Piscopo grew up in the Boston area. She graduated from the Massachusetts School of Art, having made the most of a rare opportunity for Italian immigrants and even their children, especially women, in the late 1930s. Nina lived a remarkable life as a mother of four children, a social worker who worked to resettle refugees with the International Institute of Boston. She was also an Italian translator in the Boston Courts and a social activist. 

Dress, as is clearly seen in Nina’s The Art of Lounging, is an embodied experience within space—that of American society in the late 1930sand place– the home. For Nina, space and place are never divorced from social practice. Her work can be best understood in the context of her family and the history its components have preserved through not only photographs and objects, but even the swatches of fabric left over from dressmaking.  A powerful female line is maintained, reinscribed in the present and exhibited in a multifaceted language that is visual, material and verbal, working across time and space and bringing America and Italy into a constant dialogue. 


Courtesy of B. Amore

I first came across Nina Piscopo’s life through the exhibitions and book An Italian American Odyssey: Life Line – filo della vita, Through Ellis Island and Beyond by the artist and writer B. Amore who is Nina’s daughter.  Indeed, B. Amore, in one of her most compelling installations, puts at center stage a bedspread beautifully woven by her great grandmother to symbolize the ocean. On top of it, irons and pick-axes stand to simulate both the boats that were taking hundreds of Italians to the promised-land and and the domestic work done by women. 

The motifs of fish appear in Nina’s collection, almost to symbolize the fluidity of the sea, and bring with them the mobility of the present and the memory of the past.

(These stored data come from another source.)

PR #594, opened 2019-10-04
Update CoffeeApp.kt

ermolnik:
erroneous double call


arnaudgiuliani:
was for perfs testing, thanks.

PR #596, opened 2019-10-07
Add varargs on load/unload modules

charbgr:
Hi!

I think this addition will make the api more fluent!

Let me know what do you think!

### DIFF
--- a/koin-projects/koin-core/src/main/kotlin/org/koin/core/KoinApplication.kt
+++ b/koin-projects/koin-core/src/main/kotlin/org/koin/core/KoinApplication.kt
@@ -48,6 +48,14 @@ class KoinApplication private constructor() {
      * Load definitions from modules
      * @param modules
      */
+    fun modules(vararg modules: Module): KoinApplication {
+        return modules(modules.toList())
+    }
+
+    /**
+     * Load definitions from modules
+     * @param modules
+     */
     fun modules(modules: List<Module>): KoinApplication {
         if (logger.isAt(Level.INFO)) {
             val duration = measureDurationOnly {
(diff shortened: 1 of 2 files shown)


koin-projects/koin-core/src/main/kotlin/org/koin/core/KoinApplication.kt
```diff
@@ -44,6 +44,14 @@ class KoinApplication private constructor() {
         return modules(listOf(modules))
     }
 
+    /**
+     * Load definitions from modules
+     * @param modules
+     */
+    fun modules(vararg modules: Module): KoinApplication {
+        return modules(modules.toList())
```
dwaxemberg: The `modules` function's only use of the list is to call `loadModulesAndScopes` which takes an `Iterable`, so we can change `modules` to also take an `Iterable` and we'll no longer need to worry about converting to a list.

charbgr: so you say to change `module` function to take an `Iterable` ?

dwaxemberg: Yeah. Change `fun modules(modules: List<Module>): KoinApplication {` on line 59 to `fun modules(modules: Iterable<Module>): KoinApplication {`

arnaudgiuliani:
Did you check about `GlobalContext` in 2.1.0? It already has many overload about those functions

charbgr:
> Did you check about `GlobalContext` in 2.1.0? It already has many overload about those functions

I didn't see `2.1.0`. Should I make a PR with `Iterable` ?

arnaudgiuliani:
Why we would need `Iterable` in those API? 🤔  We already have overload for List, Varag ... 

is it to allow any kind of "collection"?

charbgr:
> Why we would need `Iterable` in those API? 🤔 We already have overload for List, Varag ...
> 
> is it to allow any kind of "collection"?

Well I don't have idea why we should allow pass any other kind of collection! We can close the PR since I haven't see the `varargs` on `modules` in 2.1.0.

PR #597, opened 2019-10-08
Adding Qualifier information when failing to find bean definition

dwaxemberg:
Include Qualifier in error message when we fail to find an instance in the bean registry.

This makes debugging much easier when using multiple definitions of the same type, but with different qualifiers.

For example:
```
fun example() {
    val app = koinApplication {
        modules(
                module {
                    single(named("one")) { 1 }
                    single(named("two")) { 2 }
                }
        )
    }
    val koin = app.koin
    val one: Int = koin.get(named("one"))
    val two: Int = koin.get (named("two"))
    val three: Int = koin.get(named("three"))
}
```
Previously, this will throw an error that reads: 
`Exception in thread "main" org.koin.core.error.NoBeanDefFoundException: No definition for 'java.lang.Integer' has been found. Check your module definitions.`

Checking the module definitions we can see that there are in fact Integer definitions, which leads to confusion.

After the changes we have:
`Exception in thread "main" org.koin.core.error.NoBeanDefFoundException: No definition for 'java.lang.Integer' with qualifier 'three' has been found. Check your module definitions.`
Now it's clear that we are missing a definition for "three".

### DIFF
--- a/.circleci/config.yml
+++ b/.circleci/config.yml
@@ -20,7 +20,7 @@ jobs:
         
       # run tests!
       - run: 
-          command: ./koin-projects/gradlew -p ./koin-projects clean test -Dorg.gradle.parallel=false
+          command: ./koin-projects/gradlew -p ./koin-projects clean test
 
 workflows:
   version: 2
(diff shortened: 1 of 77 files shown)


erickok:
Nice. Good work.

arnaudgiuliani:
thanks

In this way the work of women is here in constant dialogue with a past in which their role has always been that of the custodians of memory and family legacy, rituals and traditions. 

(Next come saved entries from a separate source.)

PR #602, opened 2019-10-10
#492 Avoid closing definitions when a scope instance is closed

aschattney:
Since there might be other open scope instances with the same scope name. Fixes gh-492

### DIFF
--- a/koin-projects/koin-core/src/test/kotlin/org/koin/dsl/BeanLifecycleTest.kt
+++ b/koin-projects/koin-core/src/test/kotlin/org/koin/dsl/BeanLifecycleTest.kt
@@ -1,8 +1,10 @@
 package org.koin.dsl
 
-import org.junit.Assert.assertEquals
+import org.junit.Assert.*
 import org.junit.Test
 import org.koin.Simple
+import org.koin.core.definition.BeanDefinition
+import org.koin.core.error.NoBeanDefFoundException
 import org.koin.core.qualifier.named
 
 class BeanLifecycleTest {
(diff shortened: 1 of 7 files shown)


koin-projects/koin-core/src/test/kotlin/org/koin/dsl/BeanLifecycleTest.kt
```diff
@@ -1,8 +1,10 @@
 package org.koin.dsl
 
-import org.junit.Assert.assertEquals
+import org.junit.Assert.*
```
ppjeziellago: Could you fix this wildcard import?

koin-projects/koin-core/src/test/kotlin/org/koin/dsl/BeanLifecycleTest.kt
```diff
@@ -109,4 +111,82 @@ class BeanLifecycleTest {
...
+        assertNotNull(scopeA2Value)
+        assertNotEquals(scopeA1Value, scopeA2Value)
+
+        scopeA1.close()
+
+        assertEquals(scopeA2Value, scopeA2.get<Simple.Component1>())
+        try {
+            scopeA1.get<Simple.Component1>()
+            fail("Should not be able to resolve the instance from scope A because scope A is closed.")
+        } catch(e: NoBeanDefFoundException) {
```
ppjeziellago: I think you could replace try/catch block, only using `@Test(expected = NoBeanDefFoundException::class)`.

ppjeziellago:
@arnaudgiuliani could you check theses changes? Thanks! :)

koin-projects/koin-core/src/test/kotlin/org/koin/dsl/BeanLifecycleTest.kt
aschattney: This might lead to a false positive because `Simple.Component1` is resolved twice and should only throw the exception at the second call. So the exception is not expected for the first retrieval of `Simple.Component1`.

arnaudgiuliani:
this has to be review with new internal design, about definition/instance structure. It would help have a more clear parallel/locking strategy for Koin.

arnaudgiuliani:
Fixed in current `2.1.0-alpha-6`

In her  The Art of Lounging we see how the art of dressing was connected with self-fashioning and highlighted a cultural heritage and the discovery of her own fashion sense. The word thread and its image are crucial in telling the story of Nina’s work and her link with past and future generations of women and family members. She reaches back to her mother, Concettina, for whom as B. Amore reports “sewing was not only a livelihood, it was a way of life, her own particular Tao. When she sat sewing, the world was completely composed.”


Courtesy of B. Amore

For Concettina and for many other women of her generation sewing was an act of creativity, a form of agency and identity. In fact, many Italian immigrants, although of very modest origins, went out of their way to wear their Sunday best and take care of their appearance at certain ritual moments in family life. For Italian immigrants, as we can see when they appear in family photographs, dressing neatly and well gave a sense of pride and an interruption of their daily routine and clothing. Most of the time, women in the family were able to make Sunday-best clothes themselves and so made sure the different members of the family could appear at their best. In their mind, this was also a way of keeping alive their Italian cultural heritage. In this way, Nina’s designs bear the mark of an intricate and rich cultural heritage and sensibility.   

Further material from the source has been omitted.